Python 调用 elasticsearch 的 bulk 接口批量插入数据出现内存泄露，导致 OOM

数据导入脚本如下

import time
import sys
from elasticsearch import Elasticsearch
from elasticsearch.helpers import bulk

reload(sys)
sys.setdefaultencoding('utf-8')

def set_mapping(es, index_name = "content_engine", doc_type_name = "en"):
    my_mapping = {
            "en": {
                "properties": {
                    "a": {
                        "type": "string"
                    },
                    "b": {
                        "type": "string"
                    }
                }
            }
    }
    create_index = es.indices.create(index = index_name,body = my_mapping)
    mapping_index = es.indices.put_mapping(index = index_name, doc_type = doc_type_name, body = my_mapping)
    if create_index["acknowledged"] != True or mapping_index["acknowledged"] != True:
        print "Index creation failed..."

def set_data(es, input_file, index_name = "content_engine", doc_type_name="en"):
    i = 0
    count = 0
    ACTIONS = []
    for line in open(input_file):
        fields = line.replace("\r\n", "").replace("\n", "").split("----")
        if len(fields) == 2:
            a, b = fields
        else:
            continue
        action = {
            "_index": index_name,
            "_type": doc_type_name,
            "_source": {
                  "a": a,
                  "b": b, 
            }
        }
        i += 1
        ACTIONS.append(action)
        if (i == 500000):
            success, _ = bulk(es, ACTIONS, index = index_name, raise_on_error = True)
            count += success
            i = 0
            ACTIONS = []

    success, _ = bulk(es, ACTIONS, index = index_name, raise_on_error=True)
    count += success
    print("insert %s lines" % count)


if __name__ == '__main__':
    es = Elasticsearch(hosts=["127.0.0.1:9200"], timeout=5000)
    set_mapping(es)
    set_data(es,sys.argv[1])

数据大概 5 个 G 吧，机器配置虚拟机 24G 内存，刚开始无内存泄露现象，这个 Python 脚本的进程内存一直保持 1G 左右的占用，当插入 1600 ｗ，内存开始持续飙升，最后达到 22G ，导致触发 OOM 机制， Python 进程被内核 kill ，差点怀疑人生。
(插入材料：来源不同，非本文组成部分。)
PR #457, opened 2020-10-29
CC-12452: add config combination validators 

levzem:

## Problem
the connector does not validate config combinations at all
config combinations for ssl, proxy, and connectivity will come in later PRs

## Solution
add config combo validations

- [x] yes
- [ ] no

##### If yes, where?
other branches for configs added there i.e proxy and ssl

## Test Strategy
new unit tests that test both valid and invalid configs

##### Testing done:
- [x] Unit tests
- [x] Integration tests
- [ ] System tests
- [ ] Manual tests

## Release Plan

 
backport to `5.0.x` and then add more validators in follow up PRs

### DIFF
--- a/pom.xml
+++ b/pom.xml
@@ -44,7 +44,7 @@
         <hamcrest.version>1.3</hamcrest.version>
         <mockito.version>2.13.0</mockito.version>
         <jest.version>6.3.1</jest.version>
-        <test.containers.version>1.11.4</test.containers.version>
+        <test.containers.version>1.15.0-rc2</test.containers.version>
         <kafka.connect.maven.plugin.version>0.11.1</kafka.connect.maven.plugin.version>
         <confluent.maven.repo>http://packages.confluent.io/maven/</confluent.maven.repo>
     </properties>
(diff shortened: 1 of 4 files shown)


Prathibha-m:
To clarify, we aren't adding all the validators(in place of existing error maps) to check the validity of credentials, URI as part of this PR, are we? Is that to happen as future work?

levzem:
> To clarify, we aren't adding all the validators to check the validity of credentials, URI as part of this PR, are we? Is that to happen as future work?

connectivity validators will be future PRs (as it depends on future work, we have tickets tracking this), but this lays down the foundation so that we can easily add them

pom.xml
```diff
@@ -44,7 +44,7 @@
         <hamcrest.version>1.3</hamcrest.version>
         <mockito.version>2.13.0</mockito.version>
         <jest.version>6.3.1</jest.version>
-        <test.containers.version>1.11.4</test.containers.version>
+        <test.containers.version>1.15.0-rc2</test.containers.version>
```
kkonstantine, line 47: is there a specific feature we are looking for in the 1.15 and we are getting the release candidate? Or the previous one is good enough?

levzem: the latest mac OS update broke test containers - `1.15.0-rc2` is the only version that contains this fix and was released by testcontainers for this reason

levzem: since Jenkins doesn't break, we don't necessarily need to bump it up but it would be nice to have working ITs for all OSes

kkonstantine: That's what I was wondering about. Sure, let's upgrade to the latest then

kkonstantine (approved):
LGTM!

PR #637, opened 2019-01-18
Use Lookup field for hasOne, fix #636

### LINKED ISSUE #636: hasOne relation should use Lookup field instead of DropDown by default
Currently we use \atk4\ui\FormField\DropDown field by default for hasOne fields.
See https://github.com/atk4/ui/blob/develop/src/Form.php#L383 and below.

But most of the time data models contain a lot of data and DropDown field always loads all records from referenced model and renders all its elements. This is very time and resource heavy and in case referenced data model is huge - it can even crash.

```
// this will by default use \atk4\ui\FormField\DropDown field in forms
// DropDown field loads all its values instantly and renders them, so
// in case of huge data model this will be slow and resource heavy.
$this->hasOne('a_id', new HugeModel());

// To use much nicer and faster alternative use \atk4\ui\FormField\Lookup
// field. It will load only few records and use ajax to load other records
// as soon as you start typing something in lookup field. So this will work
// fast and will not be resource heavy and most likely should be as default
// field for hasOne relation sometime in future.
$this->hasOne('b_id', [new HugeModel(), 'ui'=>['form'=>new \atk4\ui\FormField\Lookup()]]);
```

In case of big referenced data model we should use Lookup field by default to help developers avoid these issues mentioned above.

So my proposal is to replace this:
```
        if ($f->type != 'boolean') {
            if ($f->enum) {
                $fallback_seed = ['DropDown', 'values' => array_combine($f->enum, $f->enum)];
            } elseif ($f->values) {
                $fallback_seed = ['DropDown', 'values' => $f->values];
            } elseif (isset($f->reference)) {
                $fallback_seed = ['DropDown', 'model' => $f->reference->refModel()];
            }
        }
```
with this:
```
        if ($f->type != 'boolean') {
            if ($f->enum) {
                $fallback_seed = ['DropDown', 'values' => array_combine($f->enum, $f->enum)];
            } elseif ($f->values) {
                $fallback_seed = ['DropDown', 'values' => $f->values];
            } elseif (isset($f->reference)) {
                $fallback_seed = ['Lookup', 'model' => $f->reference->refModel()];
            }
        }
```
So it will still use DropDown for enum and values because these are _static ones_and most likely not a big data amount, but use Lookup field by default in case of hasOne reference, because models most likely will have a lot of data.

DarkSide666:
Use Lookup field for hasOne, fix #636

### DIFF
--- a/demos/form2.php
+++ b/demos/form2.php
@@ -80,8 +80,7 @@ class Person extends \atk4\data\Model
         $this->addField('name', ['required' => true]);
         $this->addField('surname', ['ui'=>['placeholder'=>'e.g. Smith']]);
         $this->addField('gender', ['enum' => ['M', 'F']]);
-        $this->hasOne('country_1_id', new Country());
-        $this->hasOne('country_2_id', [new Country(), 'ui'=>['form'=>new \atk4\ui\FormField\Lookup()]]);
+        $this->hasOne('country_id', new Country());
     }
 
     public function validate($intent = null)
--- a/demos/form2.php
+++ b/demos/form2.php
@@ -80,7 +80,8 @@ class Person extends \atk4\data\Model
         $this->addField('name', ['required' => true]);
         $this->addField('surname', ['ui'=>['placeholder'=>'e.g. Smith']]);
         $this->addField('gender', ['enum' => ['M', 'F']]);
-        $this->hasOne('country_id', new Country());
+        $this->hasOne('country_lookup_id', new Country()); // this works fast
+        $this->hasOne('country_dropdown_id', [new Country(), 'ui'=>['form'=>new \atk4\ui\FormField\DropDown()]]); // this works slow
     }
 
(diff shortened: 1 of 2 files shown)


demos/form2.php
```diff
@@ -80,8 +80,7 @@ public function init()
         $this->addField('name', ['required' => true]);
         $this->addField('surname', ['ui'=>['placeholder'=>'e.g. Smith']]);
         $this->addField('gender', ['enum' => ['M', 'F']]);
-        $this->hasOne('country_1_id', new Country());
-        $this->hasOne('country_2_id', [new Country(), 'ui'=>['form'=>new \atk4\ui\FormField\Lookup()]]);
+        $this->hasOne('country_id', new Country());
```
romaninsh: how about a test with Dropdown?

DarkSide666: ok will add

。大家在遇到 Python 内存泄露都是怎么定位的？

firebroo

2016-12-22 23:06:00 +08:00

@miraclinger 嗯，我看了你的链接，官方的意思是推荐从一次导入 1000-5000 条开始测试直到找到最佳 performance 吧, 可能我的不是最佳，但是和这个应该没有关系,分割为小文件我导入我想过（现在我朋友推荐我使用 Java 的 API 用 9300 端口走 TCP 导入)，但是我其实想找到内存泄露的原因呢。
@WKPlus 试过了，依然 oom ，我还试过 del 之后用 gc 库显示回收 gc ，也是炸裂。